Rant #1,872: Mad About This



I love to discover new things, picking up on things that I didn't know existed until I have discovered them.

So is the situation I faced when I discovered that the venerable Mad Magazine actually had a stage show based on its off the wall humor.

When I was collecting comic books as a kid, Mad was kind of an off the track magazine for me, one that I would buy occasionally.

When I bought it, I thought I was getting to be older. It was almost like sneaking Playboy Magazine into the house years later, but as a kid, who knew from that?

I knew that Mad Magazine was a bit racier than Superman or World's Finest, that is what I knew.

And it also cost more, and that is why I probably didn't buy more Mads.

Anyway, in my research for related recordings to "Rowan and Martin's Laugh-In," I kind of stumbled upon the soundtrack to "The Mad Show," an off-Broadway show that ran in the mid 1960s for some 800 performances.

I thought I might have heard about this show way back when, but honestly, Broadway and off-Broadway didn't do much for me back then, and still doesn't, but anyway, I had heard that Joanne Worley was in the show, so ...

Yes, I found that it existed, and I pieced together the entire soundtrack from various sources on YouTube, and Voila!. I had the full soundtrack in place.

Of course, a soundtrack can't fully replicate what you see on stage, but based on that soundtrack, I found that "The Mad Show" was a very, very funny show, and certainly a template that the producers of "Laugh-In" used for their own show.

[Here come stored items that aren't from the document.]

PR #5523, opened 2023-02-25
fix: `run` arguments

### LINKED ISSUE #5521: `Environment.getArgs` doesn't work when running with `run` command

JonathanStarup:
Fixes #5521


JonathanStarup:
@mlutze can you think of any reason that `Console.withOut ...` wouldn't catch the output of the flix main?

mlutze:
Maybe if running Flix inside scala starts a new "process" of some sort where stdout is reset... but I don't know.

JonathanStarup:
Ready to merge, but as untested as the other packager things

magnus-madsen:
I don't think the bug has been fixed, but the PR has to be redone because we made changes.

PR #5524, opened 2023-02-25
refactor: move exps to `ErasedAst.IntrinsicOperatorN`

jaschdoc:
- [x] Add rest of expressions to `IntrinsicOperatorN`

Closes https://github.com/flix/flix/issues/5434


main/src/ca/uwaterloo/flix/language/ast/ErasedAst.scala
```diff
@@ -216,6 +206,24 @@ object ErasedAst {
 
   }
 
+  sealed trait IntrinsicOperatorN
+
+  object IntrinsicOperatorN {
+
+    case class Closure(sym: Symbol.DefnSym) extends IntrinsicOperatorN
+
+    case class ApplyClo(exp: ErasedAst.Expression) extends IntrinsicOperatorN
```
magnus-madsen, line 215: One thing that is important is that Intrinsics should not contain expression themselves. The point is to keep expression-related stuff in expression and have Intrinsics only contain some meta data.

magnus-madsen: If you look at ApplyClo I think it should really be represented as new intrinsic: `IntrinsicOperator1N` which has the expression:

```
    case class IntrinsicN(op: ErasedAst.IntrinsicOperatorN, exp: Expression, exps: List[ErasedAst.Expression], tpe: MonoType, loc: SourceLocation) extends Expression
```

magnus-madsen (commented):
I suggest to:

- Move `Closure` back into Expression (i.e. leave it as before-- for now).
- Introduce `IntrinsicOperator1N` and use it for ApplyClo and ApplyCloTail

magnus-madsen:
Thanks!

PR #5535, opened 2023-02-28
refactor: Add `DefCompleter`, `SignatureCompleter` and `OpCompleter`

LukasRonn:
Related to https://github.com/flix/flix/issues/5437 .

### DIFF
--- a/main/src/ca/uwaterloo/flix/api/lsp/provider/completion/Completion.scala
+++ b/main/src/ca/uwaterloo/flix/api/lsp/provider/completion/Completion.scala
@@ -16,10 +16,11 @@
 package ca.uwaterloo.flix.api.lsp.provider.completion
 
 import ca.uwaterloo.flix.api.Flix
+import ca.uwaterloo.flix.api.lsp.provider.CompletionProvider
 import ca.uwaterloo.flix.api.lsp.provider.CompletionProvider.{Priority, convertJavaClassToFlixType}
 import ca.uwaterloo.flix.api.lsp.{CompletionItem, CompletionItemKind, InsertTextFormat, TextEdit}
-import ca.uwaterloo.flix.language.ast.{Symbol, Type}
-import ca.uwaterloo.flix.language.fmt.FormatType
+import ca.uwaterloo.flix.language.ast.{Symbol, Type, TypedAst}
+import ca.uwaterloo.flix.language.fmt.{FormatScheme, FormatType}
 import ca.uwaterloo.flix.language.ast.Symbol.{EnumSym, TypeAliasSym}
 
 import java.lang.reflect.{Constructor, Executable, Field, Method}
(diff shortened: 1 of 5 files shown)


main/src/ca/uwaterloo/flix/api/lsp/provider/completion/DefCompleter.scala
```diff
@@ -0,0 +1,54 @@
...
+    */
+  override def getCompletions(implicit context: CompletionContext, flix: Flix, index: Index, root: Option[TypedAst.Root], delta: DeltaContext): Iterable[DefCompletion] = {
+    if (root.isEmpty) {
+      return Nil
+    }
+
+    val word = context.word
+    val uri = context.uri
+
+    root.get.defs.values.filter(matchesDef(_, word, uri)).flatMap(decl => Option(Completion.DefCompletion(decl, context, flix)))
```
LukasRonn, line 35: Not sure if it is possible to just use a map instead of flatMap.. This way we remove the 'Option'.

LukasRonn: Yes, I can. 

But I'm unsure of the original purpose of having it as an option, so that's why I didn't change it.

magnus-madsen: I think its senseless, so just change it.

main/src/ca/uwaterloo/flix/api/lsp/provider/completion/Completion.scala
```diff
@@ -80,6 +81,43 @@ sealed trait Completion {
...
+      CompletionProvider.getApplySnippet(name, decl.spec.fparams)(context).map(snippet => {
+        CompletionItem(label = CompletionProvider.getLabelForNameAndSpec(decl.sym.toString, decl.spec)(flix),
+          sortText = Priority.normal(name),
+          filterText = Some(CompletionProvider.getFilterTextForName(name)),
+          textEdit = TextEdit(context.range, snippet),
+          detail = Some(FormatScheme.formatScheme(decl.spec.declaredScheme)(flix)),
+          documentation = Some(decl.spec.doc.text),
+          insertTextFormat = InsertTextFormat.Snippet,
+          kind = CompletionItemKind.Function)
+      }).orNull
```
magnus-madsen, line 95: Wait. You can't return `null` here. You must never return `null`.

magnus-madsen: Maybe you have to refactor `getApplySnippet` into two functions: One that checks the number of arguments and one that does its computation.

LukasRonn: In that case, what if the required number of arguments isn't provided, what should be returned then?

magnus-madsen: Then the completion does not apply, right?

That's how the old code works, right?

LukasRonn: True.

Hmm, hopefully I'll come up with a neat way to do it and get rid of the `Option`.

LukasRonn:
I really don't know if this is the best way to do it.. Went back to use the `flatMap` to get rid of the all the None's, when the completion doesn't apply.

magnus-madsen:
> I really don't know if this is the best way to do it.. Went back to use the `flatMap` to get rid of the all the `None`'s, when the completion doesn't apply.

Seems reasonable.

magnus-madsen:
Thanks!

PR #5554, opened 2023-03-02
refactor: Add `UseCompleter`

LukasRonn:
Related to https://github.com/flix/flix/issues/5437 .


magnus-madsen:
Thanks!

(Almost there it looks like)

PR #5559, opened 2023-03-03
feat: handle show ast request

mR4smussen:
related to https://github.com/flix/vscode-flix/pull/255

The [ShowAstProvider.showAst](https://github.com/flix/flix/blob/master/main/src/ca/uwaterloo/flix/api/lsp/provider/ShowAstProvider.scala#L35) method takes a `phase` argument, which I'm not completely sure what is, and where I can access it? I'm currently faking this argument when i parse the job.


magnus-madsen:
What's probably part of the confusion here is that the intend is to be able to show multiple asts: E.g. we could show the "ParsedAst" or the "TypedAst". This probably means that we need more than a button, e.g. either a list of options, or we need to ask the user to enter the name of the phase (the latter may be preferable).

magnus-madsen:
@JonathanStarup Can you chip in?

JonathanStarup:
The phase is just a string from this list https://github.com/flix/flix/blob/c00b6802f0d7b386fc2ca36edc3de45770b8ee08/main/src/ca/uwaterloo/flix/api/lsp/provider/ListPhasesProvider.scala

magnus-madsen:
This has been superseded by https://github.com/flix/flix/pull/5565

Issue #5410, opened 2023-01-30
Allow parsing 0 for-fragments


jaschdoc:
Any reason this has to be a Parse error rather than Weeder error?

There is lots of off-the-wall humor in "The Mad Show," lots of double entendres and very funny satirical moments, much like was found a little later on "Laugh-In."

And there is Joanne Worley, as I mentioned, who was one of the cast members of the show. You can clearly see the beginnings of her characters on "Laugh-In" on this show, the loud, boisterous and very funny lady who made "chicken joke" a national catchphrase.

In the show, the pianist, who was played by Joe Raposo, who later went on to some fame as the composer of much of the music heard on "Sesame Street," gets beaten to death in each show by a rubber chicken.

Now, I don't know if that was applied by Worley, but certainly, that was the template that "Laugh-In" used with its chicken jokes and Worley's link to that catchphrase.

In "The Mad Show," there are jokes about the current taboos of the time, football, the relationships between kids and their parents, war, and, of course, sex. And it all is handled in such a lightweight style that you never flinch when these punches are delivered.

It is kind of a PG version of what could be said and done today if the show were staged in 2017 rather than in 1966.

Oh, and I forgot the rest of the cast, which included Richard Libertini, Linda Lavin and Paul Sand, actors who would become ubiquitous on TV through the late 1960s and into the 1980s.

And most importantly, I laughed at what I heard on the soundtrack. It was pretty funny, and very cleverly done.

Now that I know the show existed, and there is a legitimate soundtrack out there, I would love to add it to my collection. This was certainly the true, honest to goodness template for "Laugh-In," and I would love to have it in my collection, on LP or as I discovered, on CD, a format it was released in a few years back.

And I would love to see the show actually being executed. It must have been a hoot!